Saved data entries
"""
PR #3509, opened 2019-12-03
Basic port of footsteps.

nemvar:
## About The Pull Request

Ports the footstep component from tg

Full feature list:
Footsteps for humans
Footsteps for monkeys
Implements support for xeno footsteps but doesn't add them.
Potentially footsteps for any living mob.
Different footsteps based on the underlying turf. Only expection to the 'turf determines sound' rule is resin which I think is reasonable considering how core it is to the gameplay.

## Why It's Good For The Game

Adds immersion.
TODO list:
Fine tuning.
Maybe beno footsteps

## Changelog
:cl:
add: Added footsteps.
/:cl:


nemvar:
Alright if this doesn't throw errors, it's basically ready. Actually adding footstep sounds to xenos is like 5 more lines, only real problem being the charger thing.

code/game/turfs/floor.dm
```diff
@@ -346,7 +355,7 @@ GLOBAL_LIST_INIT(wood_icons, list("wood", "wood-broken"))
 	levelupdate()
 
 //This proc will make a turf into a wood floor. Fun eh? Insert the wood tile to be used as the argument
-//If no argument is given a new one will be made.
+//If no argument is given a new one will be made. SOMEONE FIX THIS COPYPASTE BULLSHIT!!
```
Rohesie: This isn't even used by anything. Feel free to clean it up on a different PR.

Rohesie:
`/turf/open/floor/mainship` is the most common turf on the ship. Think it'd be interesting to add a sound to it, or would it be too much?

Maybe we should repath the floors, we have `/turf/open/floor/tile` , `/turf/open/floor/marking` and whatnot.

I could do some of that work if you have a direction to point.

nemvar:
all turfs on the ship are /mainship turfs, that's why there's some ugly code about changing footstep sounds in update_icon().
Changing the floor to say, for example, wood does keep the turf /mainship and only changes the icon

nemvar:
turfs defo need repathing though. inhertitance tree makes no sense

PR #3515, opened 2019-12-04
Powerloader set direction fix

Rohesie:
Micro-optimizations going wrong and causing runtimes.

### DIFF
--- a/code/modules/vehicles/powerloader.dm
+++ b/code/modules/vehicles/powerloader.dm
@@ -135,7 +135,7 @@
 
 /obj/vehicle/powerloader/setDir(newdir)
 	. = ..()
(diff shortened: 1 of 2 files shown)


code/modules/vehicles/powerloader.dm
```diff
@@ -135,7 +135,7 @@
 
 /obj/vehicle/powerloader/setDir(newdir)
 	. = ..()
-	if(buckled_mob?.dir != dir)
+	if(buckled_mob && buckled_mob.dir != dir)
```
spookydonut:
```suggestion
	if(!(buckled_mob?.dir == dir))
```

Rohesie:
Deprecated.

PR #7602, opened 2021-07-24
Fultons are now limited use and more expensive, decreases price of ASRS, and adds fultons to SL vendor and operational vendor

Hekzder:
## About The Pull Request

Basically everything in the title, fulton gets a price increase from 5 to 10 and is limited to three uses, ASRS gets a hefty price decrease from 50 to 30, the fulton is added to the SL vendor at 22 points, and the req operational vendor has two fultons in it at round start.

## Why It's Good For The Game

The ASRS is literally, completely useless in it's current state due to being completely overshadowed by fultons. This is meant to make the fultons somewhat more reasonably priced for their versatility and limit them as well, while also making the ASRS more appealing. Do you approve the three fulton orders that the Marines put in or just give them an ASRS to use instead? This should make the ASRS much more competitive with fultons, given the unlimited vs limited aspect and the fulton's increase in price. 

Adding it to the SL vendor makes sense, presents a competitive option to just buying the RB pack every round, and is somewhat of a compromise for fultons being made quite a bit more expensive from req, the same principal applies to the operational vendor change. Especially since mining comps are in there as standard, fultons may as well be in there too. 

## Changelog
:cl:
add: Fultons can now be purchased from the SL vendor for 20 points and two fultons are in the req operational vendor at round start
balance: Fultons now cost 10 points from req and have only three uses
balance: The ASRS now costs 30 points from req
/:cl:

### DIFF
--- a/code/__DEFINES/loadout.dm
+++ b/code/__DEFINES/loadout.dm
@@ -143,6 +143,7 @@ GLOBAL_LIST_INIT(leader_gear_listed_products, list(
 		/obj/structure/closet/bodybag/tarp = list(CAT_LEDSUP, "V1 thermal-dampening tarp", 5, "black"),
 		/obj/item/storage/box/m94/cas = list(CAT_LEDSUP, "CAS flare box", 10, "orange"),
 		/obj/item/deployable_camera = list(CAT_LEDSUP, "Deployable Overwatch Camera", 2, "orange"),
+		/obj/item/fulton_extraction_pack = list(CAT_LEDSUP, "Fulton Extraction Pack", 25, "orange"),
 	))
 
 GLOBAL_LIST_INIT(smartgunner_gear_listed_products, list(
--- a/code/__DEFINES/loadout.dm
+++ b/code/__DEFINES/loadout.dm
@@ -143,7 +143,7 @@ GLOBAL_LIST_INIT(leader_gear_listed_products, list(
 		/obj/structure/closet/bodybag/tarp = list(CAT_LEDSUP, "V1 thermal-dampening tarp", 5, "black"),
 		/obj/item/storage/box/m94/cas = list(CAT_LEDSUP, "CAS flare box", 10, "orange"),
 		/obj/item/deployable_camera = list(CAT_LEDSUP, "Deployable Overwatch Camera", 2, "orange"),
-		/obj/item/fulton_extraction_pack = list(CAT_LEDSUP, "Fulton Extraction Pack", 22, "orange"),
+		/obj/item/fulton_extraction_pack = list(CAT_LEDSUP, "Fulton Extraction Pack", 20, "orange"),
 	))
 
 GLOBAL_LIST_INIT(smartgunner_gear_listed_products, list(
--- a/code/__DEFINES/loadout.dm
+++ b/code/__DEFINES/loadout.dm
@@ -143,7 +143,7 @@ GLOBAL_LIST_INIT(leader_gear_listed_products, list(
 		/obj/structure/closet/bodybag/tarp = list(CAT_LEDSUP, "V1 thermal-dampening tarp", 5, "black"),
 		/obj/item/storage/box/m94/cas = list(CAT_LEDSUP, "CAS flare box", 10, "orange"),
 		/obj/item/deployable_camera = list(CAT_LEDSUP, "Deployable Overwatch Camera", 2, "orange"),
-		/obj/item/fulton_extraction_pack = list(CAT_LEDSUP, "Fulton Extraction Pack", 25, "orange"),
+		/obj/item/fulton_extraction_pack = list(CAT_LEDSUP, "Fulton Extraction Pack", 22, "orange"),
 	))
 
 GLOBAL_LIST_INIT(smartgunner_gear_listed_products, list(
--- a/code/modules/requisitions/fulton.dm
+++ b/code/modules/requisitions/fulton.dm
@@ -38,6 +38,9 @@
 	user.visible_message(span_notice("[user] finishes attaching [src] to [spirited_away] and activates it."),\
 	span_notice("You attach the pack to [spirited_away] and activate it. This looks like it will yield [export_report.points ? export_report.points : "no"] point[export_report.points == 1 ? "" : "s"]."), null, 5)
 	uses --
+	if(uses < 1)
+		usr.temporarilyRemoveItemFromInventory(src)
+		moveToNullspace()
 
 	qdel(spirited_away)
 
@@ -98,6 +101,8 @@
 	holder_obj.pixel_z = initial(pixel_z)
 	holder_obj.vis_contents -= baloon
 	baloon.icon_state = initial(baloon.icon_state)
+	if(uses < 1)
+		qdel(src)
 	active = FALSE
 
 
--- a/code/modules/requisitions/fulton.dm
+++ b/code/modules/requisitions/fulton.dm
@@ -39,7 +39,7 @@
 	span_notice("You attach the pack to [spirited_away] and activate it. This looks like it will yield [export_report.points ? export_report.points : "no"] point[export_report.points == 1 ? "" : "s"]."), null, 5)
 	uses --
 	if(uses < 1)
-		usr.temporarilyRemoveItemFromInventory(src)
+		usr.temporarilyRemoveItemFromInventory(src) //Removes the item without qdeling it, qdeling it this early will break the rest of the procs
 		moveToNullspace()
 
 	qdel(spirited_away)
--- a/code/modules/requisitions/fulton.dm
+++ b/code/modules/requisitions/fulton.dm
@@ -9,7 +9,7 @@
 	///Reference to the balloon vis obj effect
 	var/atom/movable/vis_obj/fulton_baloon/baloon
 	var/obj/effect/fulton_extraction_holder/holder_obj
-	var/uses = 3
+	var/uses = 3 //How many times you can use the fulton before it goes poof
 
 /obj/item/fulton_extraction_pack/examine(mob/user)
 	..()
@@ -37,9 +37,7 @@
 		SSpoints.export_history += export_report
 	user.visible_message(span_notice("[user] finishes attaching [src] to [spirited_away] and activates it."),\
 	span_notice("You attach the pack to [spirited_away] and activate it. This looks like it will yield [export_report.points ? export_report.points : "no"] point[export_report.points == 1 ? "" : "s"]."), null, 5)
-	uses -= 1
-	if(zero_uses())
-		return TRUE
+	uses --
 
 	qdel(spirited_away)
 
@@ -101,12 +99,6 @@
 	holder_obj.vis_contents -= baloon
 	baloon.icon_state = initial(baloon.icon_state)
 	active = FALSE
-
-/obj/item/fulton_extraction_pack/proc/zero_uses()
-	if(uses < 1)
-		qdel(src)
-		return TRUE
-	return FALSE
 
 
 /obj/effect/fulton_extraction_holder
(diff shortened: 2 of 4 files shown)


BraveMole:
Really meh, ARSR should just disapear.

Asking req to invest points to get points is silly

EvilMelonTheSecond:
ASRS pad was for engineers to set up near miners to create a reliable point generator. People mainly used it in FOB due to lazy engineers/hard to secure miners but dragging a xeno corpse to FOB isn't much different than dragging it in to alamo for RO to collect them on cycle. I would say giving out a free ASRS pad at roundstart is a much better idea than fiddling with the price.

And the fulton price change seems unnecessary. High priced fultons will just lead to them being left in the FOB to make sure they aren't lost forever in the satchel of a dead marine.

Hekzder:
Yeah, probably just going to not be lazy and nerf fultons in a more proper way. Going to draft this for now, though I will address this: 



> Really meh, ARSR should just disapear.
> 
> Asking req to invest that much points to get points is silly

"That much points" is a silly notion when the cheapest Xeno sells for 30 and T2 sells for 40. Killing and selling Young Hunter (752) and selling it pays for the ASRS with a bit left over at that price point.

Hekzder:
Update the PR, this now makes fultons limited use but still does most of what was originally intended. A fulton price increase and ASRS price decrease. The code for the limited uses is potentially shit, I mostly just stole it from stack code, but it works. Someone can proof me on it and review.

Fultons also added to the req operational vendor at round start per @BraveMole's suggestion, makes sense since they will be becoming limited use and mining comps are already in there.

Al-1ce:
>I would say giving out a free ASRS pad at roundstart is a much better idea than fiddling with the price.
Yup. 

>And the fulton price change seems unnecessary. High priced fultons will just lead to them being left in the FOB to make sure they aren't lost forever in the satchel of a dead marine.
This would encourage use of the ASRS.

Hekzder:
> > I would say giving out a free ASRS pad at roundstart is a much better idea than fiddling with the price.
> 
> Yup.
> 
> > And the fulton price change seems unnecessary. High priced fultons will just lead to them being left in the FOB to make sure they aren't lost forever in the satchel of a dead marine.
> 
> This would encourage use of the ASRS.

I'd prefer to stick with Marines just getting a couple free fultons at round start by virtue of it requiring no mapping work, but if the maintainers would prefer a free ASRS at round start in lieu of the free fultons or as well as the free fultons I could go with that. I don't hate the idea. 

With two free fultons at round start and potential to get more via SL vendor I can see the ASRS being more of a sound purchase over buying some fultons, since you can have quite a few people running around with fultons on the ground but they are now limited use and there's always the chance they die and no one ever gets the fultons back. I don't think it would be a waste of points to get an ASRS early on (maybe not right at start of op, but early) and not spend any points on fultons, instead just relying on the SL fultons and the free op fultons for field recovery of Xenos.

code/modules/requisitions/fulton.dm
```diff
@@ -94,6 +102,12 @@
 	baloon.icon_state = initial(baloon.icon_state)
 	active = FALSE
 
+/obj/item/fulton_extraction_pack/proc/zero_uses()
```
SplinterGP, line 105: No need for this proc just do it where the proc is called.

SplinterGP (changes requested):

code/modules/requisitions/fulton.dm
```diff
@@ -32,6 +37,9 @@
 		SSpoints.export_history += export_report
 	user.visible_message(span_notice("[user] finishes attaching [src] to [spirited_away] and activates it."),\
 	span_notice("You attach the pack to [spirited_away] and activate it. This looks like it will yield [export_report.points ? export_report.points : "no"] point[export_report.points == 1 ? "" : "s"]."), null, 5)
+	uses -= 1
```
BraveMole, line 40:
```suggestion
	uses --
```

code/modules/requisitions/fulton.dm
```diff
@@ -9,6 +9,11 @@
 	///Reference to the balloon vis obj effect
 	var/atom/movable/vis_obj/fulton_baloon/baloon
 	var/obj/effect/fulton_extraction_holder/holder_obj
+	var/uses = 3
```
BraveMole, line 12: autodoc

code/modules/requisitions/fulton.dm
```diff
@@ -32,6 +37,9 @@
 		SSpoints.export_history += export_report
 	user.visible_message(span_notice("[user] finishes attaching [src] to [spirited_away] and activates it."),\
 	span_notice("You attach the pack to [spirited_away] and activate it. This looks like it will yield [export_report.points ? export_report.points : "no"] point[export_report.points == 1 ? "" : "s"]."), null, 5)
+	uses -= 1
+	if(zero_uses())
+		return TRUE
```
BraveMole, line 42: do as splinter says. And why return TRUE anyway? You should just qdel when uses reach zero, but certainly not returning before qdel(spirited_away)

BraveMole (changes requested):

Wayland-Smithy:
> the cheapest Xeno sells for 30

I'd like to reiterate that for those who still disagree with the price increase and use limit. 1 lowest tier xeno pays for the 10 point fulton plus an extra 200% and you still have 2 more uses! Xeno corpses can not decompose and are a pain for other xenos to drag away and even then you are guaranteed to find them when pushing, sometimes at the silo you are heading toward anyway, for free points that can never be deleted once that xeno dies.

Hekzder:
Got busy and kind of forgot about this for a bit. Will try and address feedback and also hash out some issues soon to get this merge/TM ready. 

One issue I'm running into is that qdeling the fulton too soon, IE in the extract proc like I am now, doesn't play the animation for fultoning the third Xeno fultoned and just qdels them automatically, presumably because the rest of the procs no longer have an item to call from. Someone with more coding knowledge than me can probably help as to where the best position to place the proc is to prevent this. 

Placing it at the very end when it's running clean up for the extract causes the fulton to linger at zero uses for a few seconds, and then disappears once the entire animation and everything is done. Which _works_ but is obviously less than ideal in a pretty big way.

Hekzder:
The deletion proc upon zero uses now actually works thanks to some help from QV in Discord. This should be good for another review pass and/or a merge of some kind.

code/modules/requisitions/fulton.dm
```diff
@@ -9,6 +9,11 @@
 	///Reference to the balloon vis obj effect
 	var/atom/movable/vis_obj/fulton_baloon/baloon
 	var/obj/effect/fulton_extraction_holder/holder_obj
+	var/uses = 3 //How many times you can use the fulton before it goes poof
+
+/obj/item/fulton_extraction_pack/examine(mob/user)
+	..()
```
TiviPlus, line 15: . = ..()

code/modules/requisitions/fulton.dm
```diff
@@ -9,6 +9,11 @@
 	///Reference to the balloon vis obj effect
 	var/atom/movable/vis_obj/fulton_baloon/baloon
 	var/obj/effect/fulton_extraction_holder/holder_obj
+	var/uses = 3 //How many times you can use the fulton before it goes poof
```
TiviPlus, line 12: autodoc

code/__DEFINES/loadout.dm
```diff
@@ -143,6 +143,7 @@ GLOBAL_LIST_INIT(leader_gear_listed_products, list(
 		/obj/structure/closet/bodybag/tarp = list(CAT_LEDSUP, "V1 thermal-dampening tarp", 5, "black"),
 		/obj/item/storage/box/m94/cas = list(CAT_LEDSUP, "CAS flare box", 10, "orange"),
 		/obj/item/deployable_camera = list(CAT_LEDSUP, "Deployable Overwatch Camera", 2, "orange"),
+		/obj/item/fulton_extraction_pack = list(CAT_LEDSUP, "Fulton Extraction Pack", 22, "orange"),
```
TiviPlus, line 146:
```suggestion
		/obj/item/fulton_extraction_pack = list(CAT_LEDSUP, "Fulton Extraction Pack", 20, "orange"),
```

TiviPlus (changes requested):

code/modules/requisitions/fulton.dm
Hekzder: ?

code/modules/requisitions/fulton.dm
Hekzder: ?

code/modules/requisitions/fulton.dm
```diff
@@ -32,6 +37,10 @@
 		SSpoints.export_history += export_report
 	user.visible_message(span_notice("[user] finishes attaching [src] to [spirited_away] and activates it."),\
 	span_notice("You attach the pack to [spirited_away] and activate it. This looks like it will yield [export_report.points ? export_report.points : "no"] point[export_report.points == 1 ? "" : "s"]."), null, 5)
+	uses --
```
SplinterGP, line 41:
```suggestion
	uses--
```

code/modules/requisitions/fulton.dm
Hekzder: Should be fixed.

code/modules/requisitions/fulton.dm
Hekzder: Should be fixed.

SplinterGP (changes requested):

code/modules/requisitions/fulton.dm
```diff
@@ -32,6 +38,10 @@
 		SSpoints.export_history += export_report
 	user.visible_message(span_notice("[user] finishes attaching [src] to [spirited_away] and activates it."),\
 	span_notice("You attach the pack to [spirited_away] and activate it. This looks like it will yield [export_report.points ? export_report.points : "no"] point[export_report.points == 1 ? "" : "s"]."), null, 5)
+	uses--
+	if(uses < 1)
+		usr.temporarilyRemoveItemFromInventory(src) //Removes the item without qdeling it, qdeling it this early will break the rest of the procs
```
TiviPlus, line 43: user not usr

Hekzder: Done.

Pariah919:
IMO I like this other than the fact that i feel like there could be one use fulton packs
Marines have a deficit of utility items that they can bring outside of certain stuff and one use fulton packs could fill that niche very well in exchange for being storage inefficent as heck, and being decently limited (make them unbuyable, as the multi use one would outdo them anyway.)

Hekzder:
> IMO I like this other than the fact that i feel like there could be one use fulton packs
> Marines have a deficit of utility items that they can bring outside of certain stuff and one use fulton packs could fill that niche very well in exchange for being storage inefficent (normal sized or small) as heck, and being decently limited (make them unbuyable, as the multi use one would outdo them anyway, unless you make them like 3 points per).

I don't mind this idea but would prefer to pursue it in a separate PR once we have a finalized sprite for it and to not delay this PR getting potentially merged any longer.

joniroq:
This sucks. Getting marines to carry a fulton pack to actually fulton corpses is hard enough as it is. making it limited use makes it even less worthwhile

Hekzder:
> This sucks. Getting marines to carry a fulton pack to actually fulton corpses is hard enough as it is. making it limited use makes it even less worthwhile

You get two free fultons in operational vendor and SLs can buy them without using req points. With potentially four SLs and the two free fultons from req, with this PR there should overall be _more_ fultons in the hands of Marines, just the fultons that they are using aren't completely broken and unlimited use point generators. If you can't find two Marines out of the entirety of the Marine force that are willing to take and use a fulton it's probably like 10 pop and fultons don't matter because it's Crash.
"""
** What you have to do **
Show each line in the entries that holds the string "sounds".

** Your solution **
Alright if this doesn't throw errors, it's basically ready. Actually adding footstep sounds to xenos is like 5 more lines, only real problem being the charger thing.
all turfs on the ship are /mainship turfs, that's why there's some ugly code about changing footstep sounds in update_icon().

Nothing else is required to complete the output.